Now, although I do believe that the journalist is nascitur, non fit, my nascent journalism if existent was decidedly latent, and at present I was indubitably unfit for anything but a rescue or two. But here was a unique chance of becoming famous, and though modest and retiring to the last degree, I rose to the occasion. A few fragmentary recollections marshalled themselves, and I asked insinuatingly:

“How old is your Majesty?”

“One thousan’ four hunderd seasons,” he replied promptly.

As soon as I recovered my breath, I answered politely, “Indeed! Your Majesty wears well. I should hardly have thought it. Are your Majesty’s parents living?”

“How’d I know,” he grumbled, peeping fiercely at me out of the corner of his starboard eye. “Don’t go much on parients ermong our peepul. Next please!”

“Where did your venerability do us the honour to be born, if the question be allowable?” I queried timidly.

“Here,” he roared, with a resounding crash of his enormous tail on the surface; “where’d ye think I’d be born but at sea?”

Deficient in locality evidently, I thought, being a bit of a phrenologist myself, though it would have required a theodolite to survey the bumps upon his capacious cranium. But as he showed signs of irritability, I added quickly, “Are you married, your Majesty, or how?”

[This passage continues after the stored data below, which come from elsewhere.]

PR #690, opened 2017-11-20
refactor to avoid passing in undefined args

akash1810:
hasYoutubeWriteAccess is also used in AddYouTubeAsset, however the second arg wasn't being set, lets just calculate the availablePrivacyStates within the function


akash1810:
> I'm assuming that keeping the signature as an object is so that you could feed in a video and `channelId` is a property of a video?

Exactly. This PR just keeps things a bit neater.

“Well; I should cackle,” he said—“married, hay! Why one of your (an awful reverberation suggested a powerful adjective) slush-tubs hez jest broke up one uv the purtiest little harems I ever collected, twelve ravishin’ beauties sech ez any monark’d be proud of. Well thar, hurry up; I’m jest reminded ov an ole schoolmate uv mine ’s got mose ’s good erwun. He’s usin’ roun’ the Bonins ’baout now, ’n’ I mus’ git over thar ’n’ b’reave him. Royal rights, y’know,” and his Majesty shed a ponderous wink.

“What does your Majesty do for a living?” I ventured to inquire.

“Eat!” he roared. “Harpoons en bomb-guns, what dz ennybody du fr a livin’? I never heerd sech a barnacle-headed grampus ’n all my fishin’.” With that he lifted up his tremendous caput out of water and exposed his Blackwall tunnel of a mouth, as who should remark, “Not much room for other occupation in a whale’s life when a gulf like this needs attention.”

I suppose I looked a bit preoccupied, for he hastily added, “But I never eat sech insecks ez you be.”

“What, never?” I ventured to murmur.

“No, never,” he replied; “at least, that is,”—but seeing his hesitation, I said I fancied I’d heard a story about a passenger by the name of Jonah down on the Syrian coast a while back. “Oh, well y’know,” he muttered apologetically, “’f course accidents will happen, ’s the shark said to his brother when he took him in, but I don’t reckon thar wuz anythin’ to mek a noise erbout. ’Tany-rate the can’date left considerable sudden. Yew needn’t be ’fraid ennyhow.”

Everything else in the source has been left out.